--- START ---
PR #1577, opened 2023-07-21
Refactor `Command` classes to make `run` method the public API

paracycle:
### Motivation

Finally getting around to https://github.com/Shopify/tapioca/pull/1218#pullrequestreview-1134759632 comment by @Morriar.

By making the abstract `execute` method be a private method, we can ensure that all commands are invoked via the `run` method, which allows us to wrap them in `Tapioca.silence_warnings` today and potentially do more in the future.

### Implementation

Add `Command#run` method that calls `Command#execute` and make `Command#execute` a private method. Encapsulate all `Tapioca.silence_warnings` calls.

### Tests

There should be no behaviour change.

### DIFF
--- a/lib/tapioca/commands/command.rb
+++ b/lib/tapioca/commands/command.rb
@@ -21,10 +21,17 @@ module Tapioca
         @file_writer = T.let(FileWriter.new, Thor::Actions)
       end
 
-      sig { abstract.void }
-      def execute; end
+      sig { void }
+      def run
+        Tapioca.silence_warnings do
+          execute
+        end
+      end
 
       private
+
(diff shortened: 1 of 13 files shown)


lib/tapioca/commands/command.rb
```diff
@@ -21,11 +21,18 @@ def initialize
         @file_writer = T.let(FileWriter.new, Thor::Actions)
       end
 
-      sig { abstract.void }
-      def execute; end
+      sig { void }
```
Morriar, line 24: Should we mark it as `final` so we're sure commands can't break the encapsulation?

Issue #1754, opened 2024-01-09
IdentityCache compiler misses a fetch_multi_* 


bitwise-aiden:
### Description

When using `cache_attribute` with multiple `by` fields, the resulting `fetch_multi_field_a_by_field_b_and_field_c` method is not created. 

It appears as though there is a [length check](https://github.com/Shopify/tapioca/blob/main/lib/tapioca/dsl/compilers/identity_cache.rb#L241) that is preventing this from being generated. Looking back to [where it appears to be introduced](https://github.com/Shopify/tapioca/pull/69), there isn't clear indication of what this check was intended for. 

One approach to solving could be removing the check and seeing what breaks, or adding a `create_attribute_fetch_by_methods` method to create for this case.

PR #1758, opened 2024-01-11
Update IdentityCache compiler to generate correct multi methods

bitwise-aiden:
### Motivation
Closes: https://github.com/Shopify/tapioca/issues/1754

### Implementation

While researching this, I noticed that there were some missing methods for the default `cache_index` case as well. So as @KaanOzkan suggested in the issue, removing the `length` check fixed both issues. 

### Tests
I've added some new tests and fixed old ones to illustrate the cases we are now expecting.


lib/tapioca/dsl/compilers/identity_cache.rb
```diff
@@ -165,6 +165,10 @@ def create_fetch_by_methods(field, klass)
           create_index_fetch_by_methods(field, klass) if is_cache_index
         end
 
+        # cache_index 1
+        # cache_index 2+
+        # cache_attribute n
+
```
vinistock, line 171: Do we need these?

vinistock (approved):

paracycle (approved):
--- END ---
* Exercise aim
In the listing above, transcribe exactly everything from the line containing "### Description" down to the line containing "It appears as", including both and nothing more.

* Completed task
### Description

When using `cache_attribute` with multiple `by` fields, the resulting `fetch_multi_field_a_by_field_b_and_field_c` method is not created. 

It appears as though there is a [length check](https://github.com/Shopify/tapioca/blob/main/lib/tapioca/dsl/compilers/identity_cache.rb#L241) that is preventing this from being generated. Looking back to [where it appears to be introduced](https://github.com/Shopify/tapioca/pull/69), there isn't clear indication of what this check was intended for. 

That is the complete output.